▶ _Problem details_: Copy out, unchanged, every line from the start of the records to the line that contains "Yusufihsangorgel: Fixed in", and stop there.

▶ _Stored records_:

PR #676, opened 2026-09-15
add a multi-version client and server

Yusufihsangorgel:
Adds paired client and server examples around a single `greet` tool. Its server uses stdio by default and serves the tool over Streamable HTTP with `--http`. Each path asks for a name before returning a greeting, and the stdio path translates that request for an older revision. The shim #655 landed does that translation. Over `--http` the result goes out as it is.

Part of #668


pkgs/dart_mcp/example/multi_version_client.dart
```diff
@@ -0,0 +1,69 @@
...
+    ),
+  );
+  print('initialized on ${initializeResult.protocolVersion?.versionString}');
+  server.notifyInitialized();
+
+  // The tool takes no arguments. It asks for the name it greets instead.
+  final result = await server.callTool(CallToolRequest(name: 'greet'));
+  for (final content in result.content) {
+    if (content.isText) print((content as TextContent).text);
+  }
```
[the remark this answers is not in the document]
Yusufihsangorgel: Fixed in 878c9f90 with the check this package documents for the union, `isInputRequired` before reading the complete result. An `is` test cannot separate the two, since both erase to the same map. The example now throws when the server asks for input it cannot answer.

pkgs/dart_mcp/example/multi_version_client.dart
```diff
@@ -0,0 +1,69 @@
...
+void main() async {
+  final client = GreetingClient(
+    Implementation(name: 'example dart client', version: '0.1.0'),
+  );
+
+  // The server serves stdio when it gets no arguments.
+  final process = await Process.start('dart', [
+    'run',
+    'example/multi_version_server.dart',
+  ]);
```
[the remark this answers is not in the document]
Yusufihsangorgel: Measured the other client examples here: six of six spawn the server the same way and none forwards its stderr. I kept this pair consistent with them. Piping a child's stderr is what the tests in this package do instead.

pkgs/dart_mcp/example/multi_version_server.dart
```diff
@@ -0,0 +1,164 @@
...
+library;
+
+import 'dart:io' as io;
+
+import 'package:dart_mcp/server.dart';
+import 'package:dart_mcp/stdio.dart';
+import 'package:dart_mcp/streamable_http.dart';
+
+void main(List<String> args) async {
+  if (args.contains('--http')) return _serveStreamableHttp();
```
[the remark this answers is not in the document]
Yusufihsangorgel: Every example here declares `void main`, fifteen of fifteen with this pair added, nine of them async. Each one relies on the event loop instead of awaiting `main`. Changing this one alone would make it the outlier. 878c9f90 leaves the signature as it is.

pkgs/dart_mcp/example/multi_version_server.dart
```diff
@@ -0,0 +1,164 @@
...
+  final greetTool = Tool(
+    name: 'greet',
+    description: 'greets a name it asks the client to collect',
+    inputSchema: Schema.object(),
+  );
+
+  /// The implementation of the `greet` tool, asking for a name on the first
+  /// call and greeting the answer the second call carries.
+  CallToolResponse _greet(CallToolRequest request) {
+    if (request.elicitResult('name') case final answer?) {
```
jakemac53, line 143: Since this is an example, I think its worth documenting what we are doing here  - checking if the request already contains an elicitResult (meaning, its a retry request with the extra input data). And maybe link to the MCP spec.

pkgs/dart_mcp/example/multi_version_client.dart
```diff
@@ -0,0 +1,75 @@
...
+  final server = client.connectServer(
+    stdioChannel(input: process.stdout, output: process.stdin),
+  );
+  // When the server connection is closed, kill the process.
+  unawaited(server.done.then((_) => process.kill()));
+
+  final initializeResult = await server.initialize(
```
jakemac53, line 39: Lets comment about what is actually happening here, depending on the protocol version?

pkgs/dart_mcp/example/multi_version_server.dart
Yusufihsangorgel: Documented in ef8ae2c2. The comment names the retry round and the key the client's answer arrives under, with a link to the revision's multi-round page.

pkgs/dart_mcp/example/multi_version_client.dart
Yusufihsangorgel: Commented at the handshake in ef8ae2c2. Below 2026-07-28 the tool's input request arrives as an `elicitation/create`, and on 2026-07-28 it comes back as the call's own result. Running the example over stdio shows the first, `--http` the second.

jakemac53: I made a similar comment on the other PR, but this example only works when _both_ the client _and_ the server support multiple versions, otherwise this initialize call would fail on a server that doesn't support it.

I think ultimately we want this client to actually demonstrate how to handle a server which doesn't support legacy, or only supports legacy modes as well.

jakemac53 (approved):
I think this is a fine starting place, but see https://github.com/dart-lang/ai/pull/671#discussion_r4063885496. I think we want that and then will want to update this some, but we can land this as is for now.

pkgs/dart_mcp/example/multi_version_client.dart
Yusufihsangorgel: Agreed. #688 tracks a client helper for servers of either era, and this example can move onto it once it lands.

▶ _Task answer_:
PR #676, opened 2026-09-15
add a multi-version client and server

Yusufihsangorgel:
Adds paired client and server examples around a single `greet` tool. Its server uses stdio by default and serves the tool over Streamable HTTP with `--http`. Each path asks for a name before returning a greeting, and the stdio path translates that request for an older revision. The shim #655 landed does that translation. Over `--http` the result goes out as it is.

Part of #668


pkgs/dart_mcp/example/multi_version_client.dart
```diff
@@ -0,0 +1,69 @@
...
+    ),
+  );
+  print('initialized on ${initializeResult.protocolVersion?.versionString}');
+  server.notifyInitialized();
+
+  // The tool takes no arguments. It asks for the name it greets instead.
+  final result = await server.callTool(CallToolRequest(name: 'greet'));
+  for (final content in result.content) {
+    if (content.isText) print((content as TextContent).text);
+  }
```
[the remark this answers is not in the document]
Yusufihsangorgel: Fixed in 878c9f90 with the check this package documents for the union, `isInputRequired` before reading the complete result. An `is` test cannot separate the two, since both erase to the same map. The example now throws when the server asks for input it cannot answer.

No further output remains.